PR #2453, opened 2023-03-28
[PM-1646] Add thread safety to migration process

mp-bw:
## Type of change
- [X] Bug fix
- [ ] New feature development
- [ ] Other

## Objective

This makes the storage migration process thread safe to cover for cases where migration is inadvertently called more than once during app initialization.

## Code changes

* **StateMigrationService.cs:** Combine checking for and performing migration into a single step behind a `SemaphoreSlim` to make sure migration will complete before executing a subsequent check.
* **StateService.cs:** Replace `NeedsMigration()` and `Migrate()` with `MigrateIfNeeded()`

## Before you submit

### DIFF
--- a/src/Core/Abstractions/IStateMigrationService.cs
+++ b/src/Core/Abstractions/IStateMigrationService.cs
@@ -4,7 +4,6 @@ namespace Bit.Core.Abstractions
 {
     public interface IStateMigrationService
     {
-        Task<bool> NeedsMigration();
-        Task Migrate();
+        Task MigrateIfNeeded();
     }
 }
--- a/src/Core/Abstractions/IStateMigrationService.cs
+++ b/src/Core/Abstractions/IStateMigrationService.cs
@@ -4,6 +4,6 @@ namespace Bit.Core.Abstractions
 {
     public interface IStateMigrationService
     {
-        Task MigrateIfNeeded();
+        Task MigrateIfNeededAsync();
     }
 }
--- a/src/Core/Services/StateMigrationService.cs
+++ b/src/Core/Services/StateMigrationService.cs
@@ -1,6 +1,7 @@
 ﻿using System;
 using System.Collections.Generic;
 using System.Linq;
+using System.Threading;
 using System.Threading.Tasks;
 using Bit.Core.Abstractions;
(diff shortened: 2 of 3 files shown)


src/Core/Abstractions/IStateMigrationService.cs
```diff
@@ -4,7 +4,6 @@ namespace Bit.Core.Abstractions
 {
     public interface IStateMigrationService
     {
-        Task<bool> NeedsMigration();
-        Task Migrate();
+        Task MigrateIfNeeded();
```
fedemkr, line 7: Since you're changing this, could you add the `Async` suffix?

src/Core/Services/StateMigrationService.cs
```diff
@@ -18,6 +19,8 @@ public class StateMigrationService : IStateMigrationService
         private readonly IStorageService _liteDbStorageService;
         private readonly IStorageService _secureStorageService;
 
+        private static SemaphoreSlim _semaphore;
```
fedemkr, line 22: This service Is registered and used as a Singleton. Do you need the `static` keyword because of multiple threads accessing it or something like that? Because I think it shouldn't be necessary.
═══
Exercise aim
Your reply should contain every record, unchanged and complete.

Solution to this exercise
PR #2453, opened 2023-03-28
[PM-1646] Add thread safety to migration process

mp-bw:
## Type of change
- [X] Bug fix
- [ ] New feature development
- [ ] Other

## Objective

This makes the storage migration process thread safe to cover for cases where migration is inadvertently called more than once during app initialization.

## Code changes

* **StateMigrationService.cs:** Combine checking for and performing migration into a single step behind a `SemaphoreSlim` to make sure migration will complete before executing a subsequent check.
* **StateService.cs:** Replace `NeedsMigration()` and `Migrate()` with `MigrateIfNeeded()`

## Before you submit

### DIFF
--- a/src/Core/Abstractions/IStateMigrationService.cs
+++ b/src/Core/Abstractions/IStateMigrationService.cs
@@ -4,7 +4,6 @@ namespace Bit.Core.Abstractions
 {
     public interface IStateMigrationService
     {
-        Task<bool> NeedsMigration();
-        Task Migrate();
+        Task MigrateIfNeeded();
     }
 }
--- a/src/Core/Abstractions/IStateMigrationService.cs
+++ b/src/Core/Abstractions/IStateMigrationService.cs
@@ -4,6 +4,6 @@ namespace Bit.Core.Abstractions
 {
     public interface IStateMigrationService
     {
-        Task MigrateIfNeeded();
+        Task MigrateIfNeededAsync();
     }
 }
--- a/src/Core/Services/StateMigrationService.cs
+++ b/src/Core/Services/StateMigrationService.cs
@@ -1,6 +1,7 @@
 ﻿using System;
 using System.Collections.Generic;
 using System.Linq;
+using System.Threading;
 using System.Threading.Tasks;
 using Bit.Core.Abstractions;
(diff shortened: 2 of 3 files shown)


src/Core/Abstractions/IStateMigrationService.cs
```diff
@@ -4,7 +4,6 @@ namespace Bit.Core.Abstractions
 {
     public interface IStateMigrationService
     {
-        Task<bool> NeedsMigration();
-        Task Migrate();
+        Task MigrateIfNeeded();
```
fedemkr, line 7: Since you're changing this, could you add the `Async` suffix?

src/Core/Services/StateMigrationService.cs
```diff
@@ -18,6 +19,8 @@ public class StateMigrationService : IStateMigrationService
         private readonly IStorageService _liteDbStorageService;
         private readonly IStorageService _secureStorageService;
 
+        private static SemaphoreSlim _semaphore;
```
fedemkr, line 22: This service Is registered and used as a Singleton. Do you need the `static` keyword because of multiple threads accessing it or something like that? Because I think it shouldn't be necessary.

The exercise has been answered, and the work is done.